Sejarah Hujan buatan di dunia dimulai pada tahun 1946 oleh penemunya Vincent Schaefer dan Irving Langmuir, dilanjutkan setahun kemudian 1947 oleh Bernard Vonnegut.Yang sebenarnya dilakukan oleh manusia adalah menciptakan peluang hujan dan “mempercepat” terjadinya hujan. Nama yang digunakan sebagai upaya “membuat hujan” adalah menjadi Teknologi Modifikasi Cuaca (TMC).
Nah, yang dilakukan oleh manusia pada TMC, adalah “mempengaruhi” proses yang terjadi di awan sebagai “dapur” pembuat hujan. Sehingga mempercepat peluang terjadinya hujan.

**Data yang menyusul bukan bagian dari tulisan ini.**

Issue #203, opened 2017-03-17
Add unchecked scopes


dtarditi:
The Checked C specification allow a programmer to declare that a block or scope allows the use of unchecked pointers:
```
unchecked {  ...
}
```
This is the default behavior for blocks, so it is not usually necessary to declare this.     This declaration is meant to be used in a checked scope where a programmer needs to drop into an unchecked scope.

This feature will have 2 work items:
- Parsing, including testing.
- Changes to semantic processing: clearing “checked” bit in scope.   Most of the work will be writing tests.

We will open the work items when work begins on this feature.

wonsubkim:
I will start to work this feature
unchecked scope parsing will be done in same manner with checked scope already implemented
unchecked scope works as follows:
- unchecked keyword is already defined, use it
- unchecked scope parsing is same as checked scope parsing
- clear checked property if parent scope has checked property, prevent inheritance of checked property

wonsubkim:
unchecked scope implementation is just to clear checked property of scope if parent scope has checked property
In unchecked scope test, I will check if parent's checked scope is properly cleared or not
- In checked function, clear checked property
- In checked block, clear checked property of parent scope
I will do PR both implementation and test

dtarditi:
This feature is complete.

PR #240, opened 2017-03-31
Add unchecked scope (#203) implementation

wonsubkim:
- unchecked scope keyword is already defined, use it

- unchecked scope parsing is same as checked scope parsing (syntax : unchecked '{')

- unchecked  scope keyword clears checked property of scope

- unchecked scope keyword overrides impact of checked function specifier for function body

To handle unchecked scope property, checked boolean value is replaced with enum value which represents checked scope kind

To clear checked property inherited from parent scope, unchecked scope flag is also added


include/clang/Parse/Parser.h
```diff
@@ -449,7 +458,7 @@ class Parser : public CodeCompletionHandler {
     if (Tok.getKind() == tok::l_brace)
       ++BraceCount;
     else if (BraceCount)
-      --BraceCount;     // Don't let unbalanced }'s drive the count negative.
+      --BraceCount;     // Don't let unbalanced '}'s drive the count negative.
```
dtarditi: Could you remove this change?   It is unrelated to implementing unchecked scopes?

wonsubkim:
I did not implement unchecked function specifier because I thought that function definition is always in unchecked scope.
Is unchecked function specifier necessary? Can you show example code?

dtarditi:
We intend to add a pragma at the top-level scope that makes everything afterward be considered checked by default (see Section 2.7 of version 0.6 of the Checked C specification).   The unchecked function specifier might be needed in that situation.

dtarditi:
If you did not implemented support for unchecked function declarations, I would recommend that we finish this pull request first.   I would suggest that you add the support in a separate pull request.

wonsubkim:
Okay, I have missed that pragma at the top-level scope
After this PR, I will do separate work-item. 
Thanks for your suggestion

wonsubkim:
I am ready for review

wonsubkim:
If possible, can you create work-item for this feature
- unchecked function specifier
- BOUNDS_CHECKED pragma to control top level scope checked property

I am now working on above work-items
As soon as possible, I will do PR for above items

dtarditi:
I have created the additional work items and assigned them to you.

wonsubkim:
I have implemented #246, #247 work-item on this PR
I have also added test code (checked_scope_pragma.c) in checkedc repos for #247 work-item
and related commit is also requested

To confirm unchecked function specifier, top-level checked scope pragma is also required
For unchecked function specifier test, pragma implementation is added for this PR.

I have also found a problem related to type restrictions on declaration by checking top-level translation unit checked property
Since interop type is defined after variable declaration, I have deferred checking of declaration after parsing bounds expression

dtarditi:
It is great to see that you have implemented #246 and #247.     Next time, though, please open a new pull request for that functionality.   I was about to merge your prior change and now I can't.    What you do is create a branch off your existing branch, and then issue a pull request for that.   When I commit the prior pull request, you merge main into the new branch, so that all the other differences go away.   The only issue with doing this is that if I request changes for the prior pull request, there could be conflict when you merge.

I will review this now with the additional changes.

Issue #204, opened 2017-03-17
Implement parsing and typechecking of new cast operators


dtarditi:
Section 5.1 of the Checked C specification describes new cast operators for converting between pointers with different kinds of checking.   It also describes changes to the existing C cast operator for checked pointer types.

Here are the proposed work items for this feature:
- Design for extending IR with new cast information.
- Implement IR extension for `dynamic_bounds_cast` and parse `dynamic_bounds_cast<T>(e1)`, `dynamic_bounds_cast<T>(e1, e2)` , and `dynamic_bounds_cast<T>(e1, e2, e3)`.
- Same as above but for `assume_bounds_cast`.
- Implement type checking rules for C-style casts involving checked pointer types.  Work includes writing tests.
- Implement type checking rules for `dynamic_bounds_cast`.  Work includes writing tests.
- Implement type checking rules for `assume_bounds_cast`.  Work includes writing tests.

jijoongmoon:
I have some questions about dynamic and assume bounds cast in spec.
According to spec, it says " dynamic bounds cast<T >(e1 ) converts e1 to either a ptr or *** type.**"
I wonder what might be the result after the dynamic bounds cast Done according to the e1. I thought the result of Dynamic/Assume bounds cast is Checked Type. But it says converts e1 to unchecked pointer type. 
 How can we handle these cases differently?
   `int *p;`
    `ptr<int> q = 0;`
    `ptr<int> r = 0;`
    `r = assume_bounds_cast<int>(q);`
    `p = assume_bounds_cast<int>(q);`

dtarditi:
The spec is unclear.   The type argument should be the "full pointer type".   In your example, it would be:
```
r = assume_bounds_cast<ptr<int>>(q);
p = assume_bounds_cast<int *>(q);`
```
This is the same way that the various C++-style cast operators work (they take the full target type).
It would be good to add some examples to the spec.   The need to improve the description of the bounds cast operators is  tracked by https://github.com/Microsoft/checkedc/issues/4.

jijoongmoon:
so, in the r case, assume_bounds_cast should generate _Ptr<_Ptr<int>> type,  and in case of p, assume_bounds_cast should generate _Ptr<int*>.  Am I right?
And r is OK and p supposed to be Incompatible type error. In case of r, assume bounds cast generate _Ptr<int> type, and talking about p, it also make _Ptr<int> and try to assign unchecked variable. That's why generate incompatible type error.
`int *p;`
[...]

PR #248, opened 2017-04-03
Add BoundsCastExpr to hold information to make Bounds Expression in S…

jijoongmoon:
…ema.(#204)

. assume_bounds_cast<T>(e1) => ptr<T> e1
. assume_bounds_cast<T>(e1, e2) => array_ptr<int> e1 : count(e2)
. assuem_bounds_cast<T>(e1, e2, e3) => array_ptr<int> e1 : bounds(e2,e3)

  - Add BoundCastExpr Class with BoundsCastKind (Invalid, Dynamic, Assume) and Expr e1, e2, e3.
  - Add Parser::ParseBoundsCastExpr in Parser::ParseCastExpr for the dynamic and assume cast expr.
  - Add ActOnBoundsCastExpr for the BoundsCastExpr in Sema/SemaCast.
  - Add "CK_UnCheckedToChecked" Casting Kind to identify bounds casting.
  - Bounds Expression is made and set as subExpr of CastExpr in SemaBounds.cpp.


jijoongmoon:
This is the initial commit for the Bounds Cast Expression 
 . dynamic_bounds_cast and assume_bounds_cast.
 . currently basic of assume_bounds_cast is working. 
I think it is ready to first review. Thanks always.

include/clang/AST/Expr.h
```diff
@@ -2962,6 +2962,77 @@ class CStyleCastExpr final
   friend class CastExpr;
 };
 
+class BoundsCastExpr final
+    : public ExplicitCastExpr,
+      private llvm::TrailingObjects<BoundsCastExpr, CXXBaseSpecifier *> {
+  SourceLocation LPLoc;
+  SourceLocation RPLoc;
+  Expr *BaseExpr = nullptr;
+  Expr *CountExpr = nullptr;
```
dtarditi: Instead of having separate fields for CountExpr and RangeExpr, I'd recommend one field for a BoundsExpr.

include/clang/AST/OperationKinds.def
```diff
@@ -327,6 +327,10 @@ CAST_OPERATION(AddressSpaceConversion)
 // Convert an integer initializer to an OpenCL sampler.
 CAST_OPERATION(IntToOCLSampler)
 
+// CK_UnCheckedToChecked - A conversion from a Unchecked pointer to checkedc
+// pointer
+CAST_OPERATION(UnCheckedToChecked)
```
dtarditi: This should be renamed to something else, such as PointerBounds.   The source operand could actually be a checked pointer type.  We might be casting from array_ptr<char> to array_ptr<int>, for example.

include/clang/AST/Expr.h
```diff
@@ -2962,6 +2962,77 @@ class CStyleCastExpr final
   friend class CastExpr;
 };
 
+class BoundsCastExpr final
+    : public ExplicitCastExpr,
+      private llvm::TrailingObjects<BoundsCastExpr, CXXBaseSpecifier *> {
+  SourceLocation LPLoc;
+  SourceLocation RPLoc;
+  Expr *BaseExpr = nullptr;
```
dtarditi: I don't think BaseExpr is necessary: BaseExpr is stored in the base class CastExpr.

include/clang/AST/RecursiveASTVisitor.h
```diff
@@ -2426,6 +2426,9 @@ DEF_TRAVERSE_STMT(CountBoundsExpr, {})
 DEF_TRAVERSE_STMT(NullaryBoundsExpr, {})
 DEF_TRAVERSE_STMT(RangeBoundsExpr, {})
 DEF_TRAVERSE_STMT(InteropTypeBoundsAnnotation, {})
+DEF_TRAVERSE_STMT(BoundsCastExpr, {
```
dtarditi: You'll need to define the children() iterator in BoundsCastExpr for this work.  This will be a little complicated to implement in C++ because one child is stored in the CastExpr parent and the other child will be the BoundsExpr stored in the cast operation.  You might want to concatenate two iterators to do this.

lib/AST/StmtPrinter.cpp
```diff
@@ -1903,6 +1903,13 @@ void StmtPrinter::VisitInteropTypeBoundsAnnotation(
   }
 }
 
+void StmtPrinter::VisitBoundsCastExpr(BoundsCastExpr *Node) {
```
dtarditi: I don't think this will print the correct output.    It won't be what was originally written.

lib/Parse/Parser.cpp
```diff
@@ -505,6 +505,8 @@ void Parser::Initialize() {
     Ident_itype = &PP.getIdentifierTable().get("itype");
     Ident_rel_align = &PP.getIdentifierTable().get("rel_align");
     Ident_rel_align_value = &PP.getIdentifierTable().get("rel_align_value");
+    Ident_dynamic_bounds_cast = &PP.getIdentifierTable().get("dynamic_bounds_cast");
```
dtarditi: This should start with an underscore and a capital letter, to avoid possible name clashes with existing names.    The spec needs to be updated to reflect this.

lib/Sema/SemaExpr.cpp
```diff
@@ -12449,6 +12449,39 @@ ExprResult Sema::CreatePositionalParameterExpr(unsigned Index, QualType QT) {
...
+  BaseExpr = Res.get();
+
+  checkUnusedDeclAttributes(D);
+
+  QualType castType = castTInfo->getType();
+  Ty = CreateParsedType(castType, castTInfo);
+
+  CheckTollFreeBridgeCast(castType, BaseExpr);
+
+  CheckObjCBridgeRelatedCast(castType, BaseExpr);
```
dtarditi: We don't support objective C with the Checked C extension.  This should not be necessary.

lib/Serialization/ASTReaderStmt.cpp
```diff
@@ -741,6 +741,14 @@ void ASTStmtReader::VisitCStyleCastExpr(CStyleCastExpr *E) {
   E->setRParenLoc(ReadSourceLocation(Record, Idx));
 }
 
+void ASTStmtReader::VisitBoundsCastExpr(BoundsCastExpr *E) {
```
dtarditi: This is missing the kind field.

lib/Serialization/ASTWriterStmt.cpp
```diff
@@ -716,6 +716,15 @@ void ASTStmtWriter::VisitCStyleCastExpr(CStyleCastExpr *E) {
   Code = serialization::EXPR_CSTYLE_CAST;
 }
 
+void ASTStmtWriter::VisitBoundsCastExpr(BoundsCastExpr *E) {
+  VisitExplicitCastExpr(E);
+  Record.AddSourceLocation(E->getLParenLoc());
+  Record.AddSourceLocation(E->getRParenLoc());
+  Record.AddStmt(E->getCountExpr());
+  Record.AddStmt(E->getRangeExpr());  
+  Code = serialization::EXPR_BOUNDS_CAST;
```
dtarditi: This is missing the kind field.

include/clang/AST/Expr.h
jijoongmoon: I think this means a lot. When I though I have to choices to implement this castings. One is build bounds expression after the parsing and the other is build bounds expression in CheckFunctionBodyBoundsDecls. and depending on how it is implemented, It would be decided if I make new Bounds Cast Class or just add bounds expression pointer in CStyleCast. Currently I implemented the first way, and that's why there are separate fields for CountExpr and RangeExpr. May be I should have chosen second option. I will change the code and update this pull request.

include/clang/AST/OperationKinds.def
jijoongmoon: I will change it

include/clang/AST/Expr.h
dtarditi: I think it is a good idea to have a separate class and to not combine this with CStyleCast.

lib/Parse/Parser.cpp
jijoongmoon: I see. I will add underscore ana a capital letter.

include/clang/AST/Expr.h
jijoongmoon: Ok. I will update code properly and ask review again. Thanks!

jijoongmoon:
I think it's ready to review. I will update the conflicts next round review. Thanks.

lib/Parse/ParseExpr.cpp
```diff
@@ -3007,6 +3016,107 @@ bool Parser::ParseRelativeBoundsClause(ExprResult &Expr) {
...
+    SkipUntil(tok::greater, StopAtSemi);
+
+  // if there is rel, parsing it.
+  // if(Tok.is(tok::comma)){
+  //   ConsumeToken();
+  //   Parsing Alignment
+  //   .....
+  // }
+
+  Declarator DeclaratorInfo(DS, Declarator::TypeNameContext);
```
dtarditi: I don't think you should be parsing a declarator here.   ParseTypeName already parses a declarator.

You can look at ParseInteropTypeAnnotation (line 2780, ParseExpr.cpp) to see an example of how to ParseTypeName can be used.

lib/Parse/ParseExpr.cpp
```diff
@@ -3007,6 +3016,107 @@ bool Parser::ParseRelativeBoundsClause(ExprResult &Expr) {
...
+
+  SourceLocation LParenLoc, RParenLoc;
+  BalancedDelimiterTracker T(*this, tok::l_paren);
+
+  if (T.expectAndConsume(diag::err_expected_lparen_after, Ident.getNameStart()))
+    return ExprError();
+  LParenLoc = T.getOpenLocation();
+
+  // Parsing e1, e2, e3
+  ExprResult CastExpr(true), CountExpr(true), RangeExpr(true);
```
dtarditi: I think it would be clearer to use E1, E2, and E3 for the variable names.   I think CastExpr, CountExpr, and RangeExpr could confuse people later.

lib/Sema/SemaExpr.cpp
```diff
@@ -12449,6 +12449,63 @@ ExprResult Sema::CreatePositionalParameterExpr(unsigned Index, QualType QT) {
...
+
+  checkUnusedDeclAttributes(D);
+
+  BoundsExpr *bounds = nullptr;
+  ExprResult Result(true);
+
+  ExprResult ResCount = CorrectDelayedTyposInExpr(CountExpr);
+  ExprResult ResRange = CorrectDelayedTyposInExpr(RangeExpr);
+
+  if (!ResCount.isUsable() && !ResRange.isUsable()) {
```
dtarditi: I think you should have the caller build the bounds expression and pass it in as an argument, instead of building it here.

lib/Sema/SemaExpr.cpp
```diff
@@ -12449,6 +12449,63 @@ ExprResult Sema::CreatePositionalParameterExpr(unsigned Index, QualType QT) {
...
+                             ResCount.get(), SourceLocation());
+
+  } else if (ResCount.isUsable() && ResRange.isUsable()) {
+    Result = ActOnRangeBoundsExpr(SourceLocation(), ResCount.get(),
+                                  ResRange.get(), SourceLocation());
+  } else {
+    Result = ActOnNullaryBoundsExpr(SourceLocation(), BoundsExpr::Kind::None,
+                                    SourceLocation());
+  }
+  if (Result.isInvalid())
```
dtarditi: You should build an invalid bounds expression.   There is a helper method in Sema to do this:  CreateInvalidBoundsExpr().   This will suppress downstream errors in bounds checking etc.

jijoongmoon:
I think it's ready to further review. Thanks always.

jijoongmoon:
Without it, there is error in the case of assume_bounds_cast< int *>. such as "expected '>' and expected expression.

dtarditi:
Calling ParseDeclarator is not the right thing to do.    The error suggests that ParseTypeName() is consuming the '>' after the actual type name.   Sometimes clang has error handling code that does the wrong thing when given the slight novel syntax for Checked C.   I would suggest that you try to figure out whether the '>' is being consumed.   A first step is to see what the current token is after calling ParseTypeName.

lib/Parse/ParseExpr.cpp
```diff
@@ -3007,6 +3016,90 @@ bool Parser::ParseRelativeBoundsClause(ExprResult &Expr) {
...
+  else
+    kind = BoundsCastExpr::Kind::Invalid;
+
+  DeclSpec DS(AttrFactory);
+
+  if (ExpectAndConsume(tok::less, diag::err_expected_less_after,
+                       Ident.getNameStart()))
+    return ExprError();
+
+  ParseSpecifierQualifierList(DS);
```
dtarditi: You should be calling ParseTypeName here.

dtarditi: A type name in C is not what you might expect it to be.   It is actually the name of a type, not just an identifier.  See Section 6.7.7 of the C11 specification.    You should be calling ParseTypeName and then checking for a comma.  You should be calling ParseSpecifierQualifierList, checking for a comma, and then parsing a declarator.

dtarditi: I just updated the prior comment to insert a missing "not".

jijoongmoon: I see. I will update the code. Thanks.

jijoongmoon:
I think it is ready to review. Thanks always!

Issue #247, opened 2017-04-03
Implement BOUNDS_CHECKED pragma


dtarditi:
This allows us to make the top-level scope of a compilation unit checked.

wonsubkim:
#pragma BOUNDS_CHECKED on/off/default
If value is on, top level scope of compilation unit is defined as checked scope
If value is off or default, top level scope is defined as unchecked scope.

I think that by default top level scope is unchecked scope. Therefore, value off is same as value default

Is there any different between default and off?

dtarditi:
Yes, it makes sense for the default state to be "off".   Could you update the spec in the Checked C repo to describe this?

wonsubkim:
Yes, I can

dtarditi:
This work is complete.

PR #250, opened 2017-04-04
Implement BOUNDS_CHECKED pragma (#247)

wonsubkim:
+ fixed typo
  + #pragma BOUNDS_CHECKED [on|off], default value is off
  + fix bugs related multiple setting of BOUNDS_CHECKED pragma value
  + release related test code (checked_scope_pragma.c), passed


wonsubkim:
Not only top-level scope but also normal scope is influenced by #pragma BOUNDS_CHECKED on/off
Corresponding test code is also released

Issue #251, opened 2017-04-04
Do not allow calls to variable argument functions in checked blocks


dtarditi:
We currently have no way to enforce that arguments with correct types are passed to variable argument functions such as printf.   For now, we should not allow calls to variable argument functions in checked blocks.

wonsubkim:
In checked blocks, a variable argument function call is not allowed.
How about a variable argument function declaration?
A variable argument function declaration SHOULD be prohibited?
A variable argument standard library function prototype SHOULD be prohibited if #pragma BOUNDS_CHECKED on ?

wonsubkim:
I am little bit confused that variable argument function is prohibited in checked blocks.
For a variable arguments, what is correct type of argument?

In checked blocks, only checked type argument can be used as actual argument.
If function expects a checked pointer type, it is not a problem.
Although function expects an unchecked pointer type, I think that it is not problem if actual argument is a checked type.

dtarditi:
This work is complete.

PR #252, opened 2017-04-05
Implement variable argument function call issue in checked blocks (#251) & modify BOUNDS_CHECKED pragma (#247)

wonsubkim:
+ Prevent variable argument function call in checked blocks (#251)
  + In checked block, it does not allow call to variable argument function

+ Modify implementation BOUNDS_CHECKED pragma (#247)
  + For elaborate scope handling, implementation is changed to use annotation token
  + In previous implementation, BOUNDS_CHECKED pragma is handled in incorrect scope
  When parsing '#pragma BOUNDS_CHECKED', it is processed with both '{' and '}'
  When entering/exiting scope, it is not combined with proper scope
  To bind BOUNDS_CHECKED pragma with accurate scope, it generates annotation token for pragma
  When consuming annotation token(tok::annot_pragma_bounds_checked), it can recognize scope corresponding to pragma
  Annotation token pragma is also used in some other pragma handling
  + #pragma BOUNDS_CHECKED [ON/OFF/DEFAULT]
  + corresponding tests are also commited


wonsubkim:
BOUNDS_CHECKED pragma (#247) error case was found by extending checked_scope_pragma.c
checked scope property is sometimes incorrectly set because BOUNDS_CHECKED pragma is processed with brace token. Before parsing brace token, it is processed together.
For elaborate process of pragma, I have generated annotation token after parsing pragma
This annotation token is independently parsed after l_brace or r_brace
Therefore, we can handle accurate scope property

include/clang/Basic/DiagnosticSemaKinds.td
```diff
@@ -8928,6 +8928,9 @@ def err_bounds_type_annotation_lost_checking : Error<
 
   def err_checked_scope_no_prototype_func : Error<
     "function without a prototype cannot be used or declared in a checked scope">;
+
+  def err_checked_scope_no_variadic_func : Error<
+    "call to variable argument function cannot be used in a checked scope">;
```
dtarditi: I suggest changing the wording from "cannot be used" to "cannot be made"

lib/Parse/ParsePragma.cpp
```diff
@@ -2204,39 +2214,22 @@ void PragmaMSIntrinsicHandler::HandlePragma(Preprocessor &PP,
 }
 
 // Handle the checked-c top level scope checked property.
-// #pragma BOUNDS_CHECKED on
-// #pragma BOUNDS_CHECKED off
+// #pragma BOUNDS_CHECKED [on-off-swtich]
```
dtarditi: Typo: swtich -> switch.

lib/Sema/SemaExpr.cpp
```diff
@@ -394,11 +394,18 @@ bool Sema::DiagnoseUseOfDecl(NamedDecl *D, SourceLocation Loc,
   // type in checked block.
   // Otherwise, it does not emit redundant error message at the use of variable
   // since it already produced an error message at the declaration of variable.
+  // Calls to variable argument functions are not allowed in a checked block.
```
dtarditi: You can declare a function pointer that takes variable arguments and has a variable argument type.   I think you need check this at the type level too, just as you a check for uses of unchecked pointer types.

This makes me wonder about what we should do when you have constructed types in a checked block that use unchecked pointer types.  For example, you could have a pointer to an unchecked pointer.    Checked code could never use the unchecked pointer, but it could pass it around.

dtarditi: I opened a Checked C spec issue about constructed types that use unchecked pointer types: https://github.com/Microsoft/checkedc/issues/142.   Feel free to comment on it there.

wonsubkim:
For constructed type & variable arguments type, I have modified
I have implemented recursive unchecked type checking & variadic type checking
Related test code is also released

wonsubkim:
I am ready for review  :)

PR #10919, opened 2015-01-30
feat(ngLocale): Add FIRSTDAYOFWEEK and WEEKENDRANGE from google data

santialbo:
This data is available on the Google closure localization data used. This pull request adds `FIRSTDAYOFWEEK` and `WEEKENDRANGE` into the `DATETIME_FORMATS` property of $locale.

### DIFF
--- a/i18n/spec/closureI18nExtractorSpec.js
+++ b/i18n/spec/closureI18nExtractorSpec.js
@@ -184,6 +184,8 @@ describe("extractDateTimeSymbols", function() {
                       'nov.', 'déc.'],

Bahan untuk “mempengaruhi” proses yang terjadi di awan terdiri dari dua jenis yaitu : 1. Bahan untuk “membentuk” es, dikenal dengan glasiogenik, berupa Perak Iodida (AgI).
2. Bahan untuk “menggabungkan” butir-butir atmosphere di awan, dikenal dengan higroskopis, berupa garam dapur atau Natrium Chlorida (NaCl), atau CaCl2 dan Urea.
Di Indonesia, upaya “hujan buatan” ini diperlukan untuk :
1. Antisipasi Ketersediaan Air, misal pengisian waduk, danau, untuk keperluan atmosphere bersih, irigasi, pembangkit listrik (PLTA).
2. Antisipasi Kebakaran hutan/lahan, kabut asap
1. Proses Hujan Buatan :
Sifat awan yang menyebabkan hujan oleh manusia digunakan untuk membuat hujan buatan. Dalam mempercepat hujan, orang memberi zat higroskopis sebagai inti kondensasi (perak dioksida, kristal es, es kering atau CO2 padat). Zat-zat tersebut ditaburkan ke udara dengan menggunakan pesawat terbang. Pembuatan hujan buatan disebut sebagai suatu proses pemodifikasian awan dengan menggunakan bahan-bahan kimia, terutama NaCl (garam dapur).